Other thing that I would like to ask: In your second post you made a nice demonstration about density varying with all coordinates at the same time. But then you took the original expression $\rho=m/V$ and did a "pure-mathematical" thing - putting in that way - and transformed the original equation using implict differentiation into $V\frac{d\rho}{dV}+\rho = \frac{dm}{dV}$.Mathematically, it's easy to understand what you did, but this new expression is not the same as $\rho=dm/dV$, I guess. At least it is not the same when the density depends on the volume. So here's the question: Is the last expression a particular version of this general expression (Particularly, when $\rho$ does not depends on $V$)?

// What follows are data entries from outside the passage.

PR #679, opened 2023-05-24
feat(dRICH): link unique `Track` to `TrackSegment`s

c-dilks:

This is more of a workaround for an uncomfortable design issue:
- the factory `RichTrack_factory` creates multiple track projections (datatype `edm4eic::TrackSegment`) for a single input `eicrecon::TrackingResultTrajectory`, but downstream code needs a way to know which of these `edm4eic::TrackSegments` came from the same input `eicrecon::TrackingResultTrajectory`
- `eicrecon::TrackingResultTrajectory` is not an `EDM4*` datatype, and therefore the `edm4eic::TrackSegment` objects this factory creates cannot link to them
- in the data model `edm4eic::TrackSegment` can have a 1-1 relation to an `edm4eic::Track`
- therefore, as a workaround, we generate a unique, empty `edm4eic::Track` for each input `eicrecon::TrackingResultTrajectory`, which can be used in this 1-1 relation from `edm4eic::TrackSegment` as a unique identifier to encode which `edm4eic::TrackSegment`s came from the same input track
- finally, an additional 'TrackID' output tag is needed, to to guarantee these related `edm4eic::Track` objects have an owner and are accessible by downstream readers

Additional thoughts
1. if `eicrecon::TrackingResultTrajectory` were an `EDM4*` datatype, than that is what `edm4eic::TrackSegment` should link to; alternatively we should be able to run the `TrackPropagator` for `edm4eic::Track` objects
2. if two different PID subsystems use this factory, this workaround will not work, since the created unique `edm4eic::Track` objects will be different; but the hope is that thought (1) above can be addressed, then we can get rid of this workaround and the two PID subsystems will have a way of identifying a unique charged particle track which passed through both of them
3. alternative solution: `RichTrack_factory` for the dRICH creates 2 `edm4eic::TrackSegmentCollection`s: one for aerogel and another for gas. We could combine their `edm4eic::TrackSegment`s to 1 (combining gas and aerogel), but this solution seems to have less flexibility whenever we want to implement another PID algorithm other than IRT, and does not resolve thought (2) above

- [x] Bug fix (a downstream bug on the `irt-algo` branch)
- [x] New feature (issue #__)
- [ ] Documentation update
- [ ] Other: __

- [x] Tests for the changes have been added (running benchmarks locally)

Yes, already addressed on the `irt-algo` branch; no breaking changes for `main`

No

### DIFF
--- a/src/detectors/DRICH/DRICH.cc
+++ b/src/detectors/DRICH/DRICH.cc
@@ -77,7 +77,7 @@ extern "C" {
     app->Add(new JChainMultifactoryGeneratorT<RichTrack_factory>(
           "DRICHTracks",
           {"CentralCKFTrajectories"},
-          {"DRICHAerogelTracks", "DRICHGasTracks"},
+          {"DRICHAerogelTracks", "DRICHGasTracks", "DRICHTrackIDs"},
           track_cfg,
           app
           ));
--- a/src/detectors/DRICH/DRICH.cc
+++ b/src/detectors/DRICH/DRICH.cc
@@ -77,7 +77,7 @@ extern "C" {
     app->Add(new JChainMultifactoryGeneratorT<RichTrack_factory>(
           "DRICHTracks",
           {"CentralCKFTrajectories"},
-          {"DRICHAerogelTracks", "DRICHGasTracks", "DRICHTrackIDs"},
+          {"DRICHAerogelTracks", "DRICHGasTracks"},
           track_cfg,
           app
           ));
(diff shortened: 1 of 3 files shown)


c-dilks:
The more I work with this implementation the less happy I am about it. I now prefer to have `RichTrack_factory` output 3 track propagations:
- aerogel track points in a TrackSegment
- gas track points in a TrackSegment
- the above track points all merged to one TrackSegment

This will maximize flexibility downstream, and still provide single merged TrackSegments. Hopefully someday we can relate these TrackSegments to the input Trajectory (or Track).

Actually, this is other thing that I have troubles with. Sometimes the demonstration of physics expressions are done taking a known-expression and changing it using math, like you did. If the math is correct, can I be sure that the resultant expression is also physically correct?

I'm sorry with the size of my text, I tried to explain my doubts in the best way possible :P. And unfortunately english isn't my first language, so it makes even harder to me to write (if you find grammar mistakes this is why :P)

Thank you very much everyone!!!

7. Mar 28, 2014

### Simon Bridge

it's supposed to represent a mass distribution
http://en.wikipedia.org/wiki/Mass_distribution
... but you are right, I'm being sloppy.

Look what happens if the density does not vary with volume.

Note - if the total mass is a constant but the volume changes then $d\rho/dV = -m/V^2$
This may happen for a gas in a closed syringe.

8. Mar 28, 2014

### HomogenousCow

Point is, you need densities to formulate useful differential equations.
The various field equations in integral form, are not very useful for computational purposes.